Imagine waking up one morning and discovering that society has shifted 180 degrees. Education is now frowned upon. Dropouts are favored by employers. Unskilled laborers now command the highest salaries, while doctors and lawyers earn minimum wage. In this new society, CEO’s take public transportation to work. Clerks and pizza delivery guys? Why they ride in limos, of course.
In a romantic comic fantasy entitled “Life Swap,” an advertising VP who has it all, and more, awakens to a world for which he is unprepared. Drake Skeffington, partner at the ad agency, The Skeffington Group, with his father, Cole, lives the good life. He has known only wealth for all of his 35 years. He rubs elbows with the pampered, chosen people. Drake’s father encourages him to associate only with those who are able to advance his career and social status, and instructs him to dismiss, ignore and snub the manual laborers of the world. Drake is slightly resistant to these demands, but always seems to yield to the powerful head of the Skeffington clan.
Each morning when he arrives for work, Drake buys a paper from Packard Brown, a newsstand vendor in his building. The wise old vendor, who has taken a liking to the young ad man, confronts him one day about his attitude toward the less educated, the unchosen, the blue collar crowd. Packard explains to him that wealth and status are superficial. When you strip them away, you’re left with just the inner spirit, and the playing field has been leveled. “Take the time to look within, and you’ll see that each of us is really no different than the other.” Drake, intrigued by the comment, shares Packard’s remarks with his father, who immediately dismisses them as the ranting of a failed social climber.
Unbeknownst to his parents, however, Drake has been dating Carla Victorine, a bartender at the local country club. He makes her promise to keep their relationship a secret since it is forbidden for club members to fraternize with the hired help, not to mention the reaction from his parents, who would never approve. When Carla tires of their clandestine romance, she abruptly quits her job, and tells all. But she soon learns that her social status, not club policy, is the real reason Drake has been hiding their relationship. Enter the sage old newspaper vendor…on assignment, we now learn…from his heavenly employer. Finally convinced that all his efforts to reform Drake have failed, he decides it is now time to teach the young blueblood a lesson he will never forget.

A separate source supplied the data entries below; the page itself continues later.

Issue #1679, opened 2026-06-12
Per-allowed-app toggle: "allow during schedule block" (default current = always-allowed)


sameerparekh:
## Background

An app whose per-profile assignment is `mode = Allowed` (a profile-level `extraAllowed` entry) currently overrides **every** drop path — including the per-MAC schedule-block drop. This is the documented `extraAllowed`-beats-`@blocked_macs` contract (see #421 and the `feedback_extraallowed_beats_blocked` operator note: *"admin allow overrides the @blocked_macs drop too, not just eb_/bl_ drops"*).

That's intentional for "schoolwork app" cases — the kid can do Khan even when general internet is bedtime-blocked. But it has a side effect surfaced by #1666 / [#1675](https://github.com/wifihaven/wifihaven/pull/1675):

- Prima's iPad, bedtime block applied correctly at 21:00 MDT (`blocked: true, blockReason: Schedule` in the 02:53 UTC snapshot).
- Khan in her profile `extraAllowed` → `ea_<mac>_<host>` ipset carves Khan IPs out of the per-MAC drop overnight.
- iOS background pings Khan IPs all night, writing sparse `traffic_reports` rows.
- Pre-#1675 those rows gap-stitched into ~21 phantom minutes against her Khan per-app cap, tripping it at 08:40 MDT.

\#1675 fixes the gap-stitch (no more phantom inflation from sparse pings). But there's still a separate, legitimate operator concern: **the operator may not want a "schoolwork" app to be reachable at all during bedtime**, even though the app is allowed during the day.

## Proposal

Add a **per-allowed-app toggle**: "allowed during profile-level schedule blocks" (working name: `allowedDuringScheduleBlock`).

- **Scope**: the toggle is per `AppTimeLimit` / per-app-assignment row (so the same app can be authored differently per profile — e.g. Khan allowed-during-schedule for Prima but blocked-during-schedule for Quintus).
- **Default**: `true` (preserves current behavior — no behavior change for existing assignments on rollout).
- **Semantics** (server-side, in `PolicyService.decide` / snapshot assembly):
  - When the profile resolves to `blocked = true` AND `blockReason = Schedule`:
    - Drop the app's host-set from `extraAllowed` if `allowedDuringScheduleBlock = false`.
    - Keep it if `true`.
[...]

PR #1695, opened 2026-06-13
feat(#1679 schema): add app_policy_assignments.allowed_during_schedule_block

sameerparekh:
Phase 1 of #1679. Schema-only per AGENTS.md §migrations-back-compat.

Adds a per-(profile, app) boolean column `allowed_during_schedule_block` to `app_policy_assignments`, defaulting to `TRUE` — which preserves current behavior on rollout (an existing allowed-app assignment continues to override the per-MAC schedule drop, matching the documented `extraAllowed`-beats-`@blocked_macs` contract from #421).

Code adoption ships in PR 2 after this lands and deploys. In the meantime the column is dormant: server code doesn't read it yet, so behavior is unchanged.

Note on table name: #1679's sketch said `app_time_limits` with a caveat to confirm at design time. The per-(profile, app) assignment table is actually `app_policy_assignments` (V28); this PR adds the column there.

## Test plan
- [ ] CI green (the existing api.test suite is the migration-isolation gate; image-(N-1) code runs against DB-at-V56)

### DIFF
--- a/api/resources/db/migration/V56__app_policy_assignments_allowed_during_schedule_block.sql
+++ b/api/resources/db/migration/V56__app_policy_assignments_allowed_during_schedule_block.sql
@@ -1,0 +1,22 @@
+-- #1679: Per-allowed-app toggle "allowed during schedule block".
+--
+-- Adds a per-(profile, app) flag to app_policy_assignments controlling
+-- whether the app's host-set remains in the snapshot's per-MAC extraAllowed
+-- set during a Schedule-reason block (blockReason = Schedule). Other block
+-- reasons (Paused / TimeLimit / Manual) ignore this toggle.
+--
+-- The wire shape is UNCHANGED: this is consumed entirely server-side in
+-- PolicyService snapshot assembly (per AGENTS.md "Express new policy via
+-- existing functional fields"). The router still sees extraAllowed; it just
+-- contains different hosts during a schedule window when this is false.
+--
+-- DEFAULT TRUE: existing assignments are preserved as "always allowed", which
+-- matches current behavior (extraAllowed beats @blocked_macs, see #421). The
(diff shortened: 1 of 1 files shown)


sameerparekh:
## Independent PR review

Reviewed: `f5b4e19` (schema-only — single Flyway migration adding
`app_policy_assignments.allowed_during_schedule_block BOOLEAN NOT NULL DEFAULT TRUE`).

### BLOCKERS
(none)

### SHOULD-FIX
(none)

### NITS
(none)

### Dimension notes
- **§4 backwards compat** — `DEFAULT TRUE` means image-(N-1) `INSERT INTO app_policy_assignments (app_id, profile_id, mode, daily_minutes, exempt_from_daily) VALUES …` statements (the shape used by V35 seeding and existing repo writes) keep working unchanged. Additive ✓.
- **§5 migrations** — `app_policy_assignments` is authored config (one row per (profile, app)), not on the unbounded-growth list (`traffic_reports` / `connection_events` / `block_events` / rollups), so `ALTER TABLE … ADD COLUMN … DEFAULT TRUE` is metadata-only on Postgres 11+ and not a startup-critical-path risk. PR is isolated to a single `*.sql` per `check-migration-isolation.sh`.
- **§3 architectural invariants** — wire shape unchanged; toggle is consumed server-side per the "express new policy via existing functional fields" invariant. Filename and version (`V56__…`) are unique against `main` (`V55` is current head).
- **§1 / §2 / §6 / §8** — N/A for a schema-only PR; the existing `api.test` Flyway-replay suite is the migration-isolation gate.

### VERDICT: APPROVE
Schema-only migration adds a per-(profile, app) `allowed_during_schedule_block` column with a back-compatible default. Phase 1 of #1679 as specified; the code adoption that consumes it ships separately. Nothing merge-gating.

PR #1697, opened 2026-06-13
feat(#1654): wifihaven.sni.enabled UCI toggle for SNI sidecar

### LINKED ISSUE #1654: feat(#573): UCI toggle to enable/disable the SNI sidecar per-router
Follow-up to #573 / PR #1643. v1 ships the `wifihaven-sni-tail` sidecar **always-on** (procd-supervised, no off switch short of removing the file). On a misconfigured or constrained router (non-default LAN bridge, low RAM, hardware-offload that evicts the first packet) an operator has no clean way to disable it.

**Goal:** add a UCI option (e.g. `wifihaven.sni.enabled`, default 1) read at sidecar startup and honored by the init script's procd instance, so the sidecar can be turned off per-router without uninstalling. Keep it a local agent surface — NOT a policy-snapshot field (router stays a dumb applier; this is device-local config, like other UCI keys).

Pairs with the IFACE-probe work already landed in PR #1643 (`sni.lan_device`).

sameerparekh:
Closes #1654.

The SNI sidecar (`wifihaven-sni-tail`, #573 / PR #1643) ships always-on.
On a misconfigured or constrained router an operator had no clean
escape hatch short of removing the file. This adds a UCI toggle:

```
uci set wifihaven.sni.enabled=0
uci commit wifihaven
/etc/init.d/wifihaven restart
```

- Default `1` — current behavior preserved.
- Gated in `start_service` so procd doesn't keep respawning nothing.
- Logs `sni sidecar disabled via uci (wifihaven.sni.enabled=0)` at
  startup when off, so ops can see why no SNI rows are flowing.
- Local agent config (UCI) — **NOT** added to the policy snapshot.
  Router stays a dumb applier per AGENTS.md §1.

## Test plan

- [x] `sh openwrt/test/init_sni_toggle_spec.sh` — RED→GREEN, covers
  default-unset / `enabled=1` / `enabled=0` cases plus
  "other sidecars unaffected"
- [x] `sh openwrt/test/init_spec.sh` — existing init contract still passes
- [ ] Manual on a live OpenWRT: `uci set wifihaven.sni.enabled=0 &&
  /etc/init.d/wifihaven restart && logread | grep sni` shows the
  disable line; `pgrep wifihaven-sni-tail` returns nothing

### DIFF
--- a/docs/ops/hostname-attribution.md
+++ b/docs/ops/hostname-attribution.md
@@ -81,6 +81,19 @@ Mitigations: see [#572](https://github.com/wifihaven/wifihaven/issues/572)
 (block DoH/DoT egress) and [#573](https://github.com/wifihaven/wifihaven/issues/573)
 (recover hostname from TLS SNI).
 
+The SNI sidecar (`wifihaven-sni-tail`) can be disabled per-router on
+constrained or misconfigured hardware via the `wifihaven.sni.enabled`
+UCI option (default `1`):
+
+```
+uci set wifihaven.sni.enabled=0
+uci commit wifihaven
+/etc/init.d/wifihaven restart
+```
+
+This is local agent config, not a policy-snapshot field — the API and
+other routers are unaffected. ([#1654](https://github.com/wifihaven/wifihaven/issues/1654))
+
 ### 4. Connection-reuse / QUIC sessions
 
 HTTP/3 (QUIC) maintains a single UDP "connection" that the app reuses
--- a/openwrt/files/etc/config/wifihaven
+++ b/openwrt/files/etc/config/wifihaven
@@ -52,3 +52,13 @@ config wifihaven 'wifihaven'
 	# buckets at report boundaries (e.g. 10 with usage_report_interval=60
 	# yields 6 samples per report). See docs/router-tuning.md.
 	option activity_sample_int '10'
+
+# SNI sidecar (wifihaven-sni-tail) toggle. The sidecar captures the first
+# packet of every outbound TCP/443 flow via tcpdump-mini to attribute
+# DoH / hard-coded-IP traffic to a hostname (#573). On constrained or
+# misconfigured hardware an operator can disable it per-router without
+# uninstalling: `uci set wifihaven.sni.enabled=0 && /etc/init.d/wifihaven
+# restart`. This is local agent config — NOT a policy-snapshot field.
+# (#1654)
+config sni 'sni'
+	option enabled '1'
--- a/openwrt/files/etc/config/wifihaven
+++ b/openwrt/files/etc/config/wifihaven
@@ -53,9 +53,12 @@ config wifihaven 'wifihaven'
 	# yields 6 samples per report). See docs/router-tuning.md.
 	option activity_sample_int '10'
 
-# SNI sidecar (wifihaven-sni-tail) toggle. The sidecar captures the first
-# packet of every outbound TCP/443 flow via tcpdump-mini to attribute
-# DoH / hard-coded-IP traffic to a hostname (#573). On constrained or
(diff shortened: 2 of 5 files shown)


sameerparekh:

Reviewed `git diff origin/main...HEAD` against the 8 checklist dimensions.

BLOCKERS
(none)

SHOULD-FIX
(none)

NITS
1. `openwrt/test/init_sni_toggle_spec.sh:105` — the grep assertion `grep -q 'sni.*enabled' "$INIT"` is broad enough to match incidental text; tightening to `grep -q 'config_get .* sni enabled' "$INIT"` (or a similar literal) would more precisely pin the contract the test cares about. Cosmetic.
2. `openwrt/files/etc/config/wifihaven:60` — the new `config sni 'sni'` block sits outside the existing `config wifihaven 'wifihaven'` section; that's correct (separate named section, parsed by `config_get … sni enabled`) and matches OpenWRT idiom, but a one-line comment noting it's a distinct section from the wifihaven anchor would help future editors. Cosmetic.

## Dimension notes
- **1. Single source of truth** — N/A. No decision/quantity is duplicated; this is a pure local config gate around an existing procd instance.
- **2. Testing integrity** — TDD red→green is visible in history: `7c4fdeae` adds the failing spec (default/enabled=1 pass, enabled=0/other-sidecars-unaffected/key-grep fail), `3c8b79ea` makes it green. Existing `init_spec.sh` assertions unchanged. No forbidden mocks. `run_tests.sh` extended additively.
- **3. Architectural invariants** — Toggle lives in UCI on the router only; **not** added to the policy snapshot. Router-as-dumb-applier preserved. No new `/tmp` writes. No `Clock` / `ZIO` / config concerns (Lua/shell only).
- **4. Backwards compat** — Default `1` preserves current behavior; not a wire-shape change. Existing routers without the new `config sni 'sni'` section fall through to the default via `config_get … '1'`.
- **5. Migrations** — N/A.
- **6. Metrics + dashboard** — Borderline but acceptable: this gates an *existing* sidecar rather than introducing a new meaningful path. The sidecar itself already emits its observability surface; an operator who flips the toggle gets the `logger -t wifihaven` ack at startup, which is the right ops signal here.
- **7. Scope / hygiene** — Focused 5-file diff (init script + UCI default + test + runner + docs). No AI mentions. `Closes #1654` present. TODOs absent.
- **8. Security** — N/A.

VERDICT: APPROVE
Small, well-scoped escape hatch: `wifihaven.sni.enabled` (default 1) read in
`start_service`, sni-tail's procd instance gated on it, `logger` line on disable
for ops visibility. TDD progression clean, no wire-contract or
single-source-of-truth implications, defaults preserve current behavior.

sameerparekh:

Prior review: 3c8b79ea (VERDICT APPROVE, 2 NITs).

### Prior-findings status
| # | Finding | Status |
|---|---------|--------|
| NIT 1 | `init_sni_toggle_spec.sh:105` grep too loose | ADDRESSED — now `grep -q 'config_get .* sni enabled'` (init_sni_toggle_spec.sh:102) |
| NIT 2 | `config sni 'sni'` block needed a note about being distinct from the wifihaven anchor | ADDRESSED — header expanded at `openwrt/files/etc/config/wifihaven:56–58` |

### New findings on the delta (`3c8b79ea...HEAD`)
BLOCKERS — (none)
SHOULD-FIX — (none)
NITS — (none)

Delta is two cosmetic adjustments addressing the prior NITs; no functional change. Test suite still 5/5 green.

VERDICT: APPROVE
NITs from the first run are both ADDRESSED; the delta is comment- and
test-grep-only with no behavior change. Toggle still defaults to 1, init
script gating unchanged, no wire-contract or single-source-of-truth
impact.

When Drake awakens the next morning, he finds himself, not in his plush condo, but in a low-income sub-basement apartment. His closet, normally filled with $1,500 suits, has been replaced by a wardrobe from the local dollar store. And his new Porsche has been magically transformed into a 1984 Ford Thunderbird with 250,000 miles. When he arrives at work, his showplace office overlooking the Chicago lakefront is now a tiny cubicle. In this new society, employers covet brawn, not brain. Janitors, elevator operators, and window washers are attired in three-piece suits, while executives wear service uniforms.
Drake is beside himself. What has happened? He assumes it is just a bad dream that he will soon awaken from. This new social structure takes full effect when Drake finds that he is frequently dismissed, ignored and snubbed by the same people, who yesterday, would have been his victims. The taste of rejection is bitter, he discovers. He soon vows to repent, to be less judgmental, and to appreciate the inner man. Having witnessed Drake’s metamorphosis, the newsstand vendor returns society to its current, imperfect state.
Meet the new Drake Skeffington…humanitarian. The End. Well, not quite. You see, Drake’s attempts to become more tolerant and loving are met with resistance. His overtures are interpreted as insincere and patronizing. When he re-encounters the pretty bartender, he is now determined to pursue a lasting relationship, but she too is skeptical. How can someone so overbearing and condescending suddenly become caring and compassionate? Drake must now prove his sincerity. To do so, for the first time in his life, he is forced to stand up to his father, the consummate bigot. It isn’t until then that his parents are fully able to comprehend their son’s conviction, as well as their own misguided thinking. Drake not only helps opens the eyes of others, but manages to win the hand of the woman he loves.